#### TASK INPUT

★ ★ ★ ★ ★ ★ ★

PR #1047, opened 2020-05-29
Use pdfontloader for wish86 on Windows 64bit builds.

Lucarda:
This PR includes a working `pdfontloader.dll` compiled for wish86 and Windows 64bit.
I added some lines to `build-msw-64.sh` so that it gets extracted from the zip file to the `bin` directory.

Untested because I'm not sure how to use `build-msw-64.sh` (my linux machines don't have cross-compiler yet).


millerpuckette:
seems to compile and build the pd directory fine with the new fontloader.  merging....

Lucarda:
@millerpuckette 

cool :)

there is one other thing regarding "fonts": On all your win64bit builds the file `DejaVuSansMono-Bold.ttf` is missing on the distribution/font folder. The file is in the repository so I think is just not present on your build machine.

The file is really needed because if the file is not there TK forces the not-bold font to display as bold and it gets horrible rendered. 

I'll be checking for this in the next test release.

PR #1048, opened 2020-05-29
explicitly sign bundled frameworks when creating mac app

danomatika:
This is a *possible* fix for code signing issues when building the macOS .app bundle.

Following this [Stack Overflow post](https://stackoverflow.com/questions/7697508/how-do-you-codesign-framework-bundles-for-the-mac-app-store), apparently bundled frameworks must be explicitly signed as the --deep flag will not actually handle this on it's own. Go figure.

Please test.


millerpuckette:
Gotta get ready to teach - I'll follow up on this as soon as I can.

PR #1049, opened 2020-06-01
Add option for native tk bezier cables

sebshader:
I used -smooth option for canvas create line, and am doing some math in 2 new tcl procs for creating the lines and setting the coordinates, and there's a new global variable ::curve_cords for turning it off and on (off by default)

This is adding more computation in tcl.. though not much more if straight cables are opted for I think.

### DIFF
--- a/src/g_canvas.c
+++ b/src/g_canvas.c
@@ -13,6 +13,7 @@ to be different but are now unified except for some fossilized names.) */
 #include "s_utf8.h"
 #include "g_canvas.h"
 #include <string.h>
+#include <math.h>
 #include "g_all_guis.h"
 #include "g_undo.h"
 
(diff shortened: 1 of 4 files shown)


Spacechild1:
Can you also make them wiggle, so we are compatible with recent Max? :-p (sorry, couldn't resist)

sebshader:
> Can you also make them wiggle, so we are compatible with recent Max? :-p (sorry, couldn't resist)

i'll definitely leave that part for the tcl plugins to do ;-)

porres:
> they don't look that great anyways, kind of "aliased" maybe, also I wasn't sure how high to go with the -splinesteps option & just set it to 16 (edit: 36)

No, they don't look good :/ but even if they did, this is something I'm not really fond of anyway (but I'm not the one making the decisions).

But I don't get if this should be curved out of the box for Pd, and I strongly oppose to that. Maybe some setting for that... or this should maybe just open the doors for people to write plugins for such things, as apparently some people like it for some reason. Ok, reason must be that it makes it "easier" avoid messy patches with cords crossing objects and stuff, improving readability, but I think that's just not true :(

sebshader:
@porres I don't personally use them either, I just saw that there are native tk splines and thought "why not?". Maybe the people that like pd-l2ork style cables would like these more..

I do think that it would be cool to have gui hooks to be able to modify how the cords are drawn with a tcl plugin, one of the issues with that is that the logic for when a cable is being hovered over is all done on the c side (in pd) tho.

porres:
I can't trust people who (worry about them) likes curvy lines so much that it's the selling point to not use Pd Vanilla... :) but allowing plugins is fine, and maybe segmenting cords are not always that bad of an idea/feature

danomatika:
I agree with moving the implementation-specific stuff to Tcl. I would personally just move the straight line stuff to the TCL side, then write a plugin which implements the splines as an override. The beliers may look better but they may be slow on some systems, especially embedded. To me, one of Pd's strengths is being able to run it almost everywhere...

PR #1051, opened 2020-06-03
replace out1~ with subpatches

porres:
out1~ has been removed, but it was only removed from the peak-meter example. It was still used in the help file of slop~ (for the compander-limiter example) as well as the help file of vu.

This change just includes a subpatch so people can listen to the examples and fixes the "can't load out1~" error.


millerpuckette:
Hmm, I thought I had cleaned out all those references... will look again.

porres:
> will look again.

I looked deeply, it was only still used in slop~ and vu help files

Issue #1058, opened 2020-06-08
(feature) add argument flag to pass args to Pd from terminal


mariobuoninfante:
Hi,

I was thinking about having a flag that allows to pass arguments to Pd via terminal.
On the mailing list the following flag was suggested:

> pd mypatch.pd -a 23

and then in _mypatch.pd_ have [$1] equal to 23

Spacechild1:
Note that we can open more than one patch, which could look like this:

`pd patch1.pd -a "1 2 3" patch2.pd -a "foo bar"`

danomatika:
How about "-args" to better match Pd's longer names?

Spacechild1:
sounds good

danomatika:
OTOH if we follow your example, the args are supplied as a single message. In this case "-args" might be somewhat misleading, aka implying they don't need to be quoted.

mariobuoninfante:
I mean _args_ is also what we use for [pdcontrol] so I'd say let's stick with that and just make it clear that they must be quoted.

danomatika:
Yeah, it could still work with the appropriate context and could be explained as "sending an args *messge*" then. I just point out that this would work slightly differently than similar flags in other programs, ie. the macOS `open` command takes an "--args" flag which works similarly to "--": pass everything after as arguments to the invoked program.

mariobuoninfante:
yap, I think as long as it's in the command line help (pd -h), I think it's fine.
People will be looking at that when doing this things

Spacechild1:
In the meantime, here's another proposal I made on pd-dev:

`pd "patch1.pd: 1 2 3" "patch2.pd: foo bar"`

or

`pd -open "patch1.pd: 1 2 3" -open "patch2.pd: foo bar"`

I kind of like this because we don't have to change the argument parsing code. Instead we just have to add a little bit of logic to `openit` in `s_main.c`.

Note that colons are reserved/forbidden characters on Windows and macOS, but not on Linux. This is not a problem for Pd patch names (which shouldn't contain colons for portability), but Linux users might have colons in their directories.

Personally, I would prefer semicolons over colons because they are already used by Pd as a message delimiter and must not appear in creation arguments (unless they are escaped by a backslash). Semicolons are allowed for filenames in every major OS, but they are pretty much discouraged (they can easily lead to arbitrary command execution on the shell).

[...]

PR #1064, opened 2020-06-10
add "-open-with-args" command line option

Spacechild1:
This allows to open patches with creation arguments.

Syntax: `-open-with-args <patch> <arguments>`

Multiple arguments have to be enclosed in quotation marks.

Example:

`pd -open-with-args foo.pd "bar baz 1 2 3"`

Simple test patch: [foo.zip](https://github.com/pure-data/pure-data/files/4758116/foo.zip)

Closes https://github.com/pure-data/pure-data/issues/1058

---

Of course, you can also open multiple patches:

`pd -open-with-args patch1.pd "1 2 3" -open-with-args patch2.pd "foo bar baz"`

---

Or you can load several patches with the same arguments:

`pd -open-with-args "patch1.pd:patch2.pd" "1 2 3"`

NOTE: the colon seperator is *not* a new feature. (On Windows you have to use a semicolon, instead.)

### DIFF
--- a/src/s_main.c
+++ b/src/s_main.c
@@ -60,7 +60,15 @@ t_symbol *sys_flags;    /* more command-line flags */
 
 const char *sys_guicmd;
 t_symbol *sys_libdir;
-static t_namelist *sys_openlist;
+
+typedef struct _patchlist
+{
+    struct _patchlist *pl_next;
+    char *pl_file;
+    char *pl_args;
+} t_patchlist;
+
+static t_patchlist *sys_openlist;
 static t_namelist *sys_messagelist;
 static int sys_version;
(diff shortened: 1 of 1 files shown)


Spacechild1:
> do you mean multiple arguments?

yes, I was too mention that you obviously don't need it for a single argument.

> also i think i prefer -open-with-args

I don't really care about the name of the flag. I tried to keep it short, but I can totally change it to "-open-with-args" or "open-with-creation-arguments" :-)

umlaeute (approved):

Spacechild1:
@millerpuckette Any plans to include this? It's a small, but IMO very useful feature.

Issue #1065, opened 2020-06-10
sys_doflags() doesn't respect quotation marks


Spacechild1:
`sys_doflags` parses the startup flags saved in the Pd settings. Unfortunately, it doesn't respect quotation marks, which means that something like the following will fail:

`-font-face "Courier New"`

Spacechild1:
yes

PR #1066, opened 2020-06-10
fix flag parsing in sys_doflags

Spacechild1:
Currently, the parser in `sys_doflags` simply splits tokens based on whitespace and doesn't respect quotation marks. This means we can't store command line flags like the following:

`-font-face "Courier New"`

Solution:

* use `CommandLineToArgvw` on Windows
* use `wordexp` for Unix

Tested on Windows, Linux and macOS. Fixes https://github.com/pure-data/pure-data/issues/1065


Spacechild1:
@umlaeute I think this PR has the simpler argument parsing code (and doesn't reinvent the wheel). Your PR has better Tcl escaping, though. Should I port the latter to this PR - or vice versa?

Spacechild1:
closing in favor of #741

PR #1070, opened 2020-06-12
use standard Win32/Posix function to parse command line string

Spacechild1:
* Win32: `CommandLineToArgvW`
* Unix: `wordexp`

### DIFF
--- a/src/makefile.msvc
+++ b/src/makefile.msvc
@@ -57,6 +57,7 @@ PDLIB = /NODEFAULTLIB:libcmt /NODEFAULTLIB:libcpmt /NODEFAULTLIB:oldnames \
     /NODEFAULTLIB:libc /NODEFAULTLIB:uuid /NODEFAULTLIB:ole32 \
     $(EXTRA_LIBPATH) \
     kernel32.lib \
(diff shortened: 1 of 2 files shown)


danomatika:
Good idea. Are there platforms where we would still need the old implementation? Maybe it's not bad to keep it around.

Spacechild1:
I did some more research and it turns that `wordexp` is deprecated on iOS (https://github.com/lagadic/visp/issues/37) and not implemented on OpenBSD (https://github.com/SpiderLabs/ModSecurity/issues/1841).

My intention was to avoid a handwritten argument parser in favor of robuts library functions, but it seems we have to keep the old implementation around anyway... I'm tempting to close this...

danomatika:
Yeah, it’s actually a relatively non standard thing, even though it’s a part of Posix. I use a bare C++ parser library in many programs which mimics the GNU style but is cross platform.

For iOS, it might be easier to drop building the arg processing, however I can see a use where people could theoretically pass them manually somehow.

enohp ym morf tnes
-----------
Dan Wilcox
danomatika.com
robotcowboy.com

PR #1071, opened 2020-06-16
Feature: Adds a way to load pd files from a buffer

yamashi:
This PR contains the basics to load a .pd file from a text buffer instead of going through the file system.
### Motivation
This is the ground work to better use the library in environments that do not provide a standard file system such as game engines.
### Limitations
The current version will only work with pd files that do not have any dependencies as the library will still attempt to load them from disk. I believe fixing this goes deeper than just a front end function and am not sure how to go about doing this.


Spacechild1:
> This is the ground work to better use the library in environments that do not provide a standard file system such as game engines.

As I've written elsewhere, the real foundation for non-standard file system support would be hooks to replace all relevant file system functions, like `open`, `close`, `read`, etc. Then you don't even need to load abstractions from text buffers in the first place. I want to work on this.

I think the PR at hand is useful for programmatically creating Pd patches in C. I've written such functions myself in the past, and it's not 100% straightforward, so I think it's nice to have this in the public API.

src/g_canvas.c
```diff
@@ -2045,19 +2045,19 @@ void pd_doloadbang(void);
 
     /* evaluate a file, which is expected to create a patch, and perform
     post-evaluation cleanup and loadbang */
-t_pd *glob_evalfile(t_pd *ignore, t_symbol *name, t_symbol *dir)
+t_pd* glob_evalfile(t_pd* ignore, t_symbol* name, t_symbol* dir)
```
umlaeute: no.
please keep indentation, spacing,... as they are and adjust your coding style to that of Pd.
if you found a coding-style inconsistency, you might want to fix it - but in a *separate* commit.

src/g_canvas.c
```diff
@@ -2071,6 +2071,32 @@ t_pd *glob_evalfile(t_pd *ignore, t_symbol *name, t_symbol *dir)
     return x;
 }
 
+t_pd* glob_evaltext(const char* data, size_t length, t_symbol* name, t_symbol* dir)
```
umlaeute: that looks wrong.
i think the proper interface would be to pass a *binbuf* to be evaluated, not a raw text.
Pd already provides functions to parse a raw text into a binbuf.

src/m_imp.h
```diff
@@ -93,7 +93,8 @@ void pd_globalunlock(void);
 /* misc */
 #define SYMTABHASHSIZE 1024
 
-EXTERN t_pd *glob_evalfile(t_pd *ignore, t_symbol *name, t_symbol *dir);
+EXTERN t_pd* glob_evalfile(t_pd* ignore, t_symbol* name, t_symbol* dir);
+EXTERN t_pd* glob_evaltext(const char* data, size_t length, t_symbol* name, t_symbol* dir);
```
umlaeute, line 98: why are those functions declared both in `m_imp.h` and `m_pd.h`?

src/x_vexp_fun.c
```diff
@@ -537,14 +537,6 @@ ex_toint(t_expr *e, long int argc, struct ex_ex *argv, struct ex_ex *optr)
...
         }
 
-#ifdef _MSC_VER
-/* rint is now advertised as part of the microsoft SDK but my MSVC still
-doesn't find it - so here it is again. */
-static double rint(double x)
-{
-        return (floor(x + 0.5));
-}
-#endif
```
umlaeute: that's a totally unrelated and just wrong.

src/g_canvas.c
Spacechild1: Pd also provides a function to load a file into a binbuf, so why do we need `glob_evalfile`? The idea is to have a nice high level function to load a patch from a given text buffer. The signature of `glob_evaltext` is certainly not "wrong". I can see how `glob_evalbinbuf` could be more flexible, so why not have both? The former could simply delegate to the latter.

src/m_imp.h
Spacechild1: yes, they should only be exported in a single header. do you think it's ok to put/move them to `m_pd.h`?

src/g_canvas.c
Spacechild1: on the other hand, we could have `glob_evalbinbuf` in Pd and `libpd_opentext` in libpd (complementing `libpd_openfile`).

umlaeute: > The signature of `glob_evaltext` is certainly not "wrong"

★ ★ ★ ★ ★ ★ ★

#### PROBLEM
Begin with the line above that has "No, they don't" and continue through the line that has "out1~ has been", setting each one down exactly. Stop there.

#### WRITTEN RESPONSE
No, they don't look good :/ but even if they did, this is something I'm not really fond of anyway (but I'm not the one making the decisions).

But I don't get if this should be curved out of the box for Pd, and I strongly oppose to that. Maybe some setting for that... or this should maybe just open the doors for people to write plugins for such things, as apparently some people like it for some reason. Ok, reason must be that it makes it "easier" avoid messy patches with cords crossing objects and stuff, improving readability, but I think that's just not true :(

sebshader:
@porres I don't personally use them either, I just saw that there are native tk splines and thought "why not?". Maybe the people that like pd-l2ork style cables would like these more..

I do think that it would be cool to have gui hooks to be able to modify how the cords are drawn with a tcl plugin, one of the issues with that is that the logic for when a cable is being hovered over is all done on the c side (in pd) tho.

porres:
I can't trust people who (worry about them) likes curvy lines so much that it's the selling point to not use Pd Vanilla... :) but allowing plugins is fine, and maybe segmenting cords are not always that bad of an idea/feature

danomatika:
I agree with moving the implementation-specific stuff to Tcl. I would personally just move the straight line stuff to the TCL side, then write a plugin which implements the splines as an override. The beliers may look better but they may be slow on some systems, especially embedded. To me, one of Pd's strengths is being able to run it almost everywhere...

PR #1051, opened 2020-06-03
replace out1~ with subpatches

porres:
out1~ has been removed, but it was only removed from the peak-meter example. It was still used in the help file of slop~ (for the compander-limiter example) as well as the help file of vu.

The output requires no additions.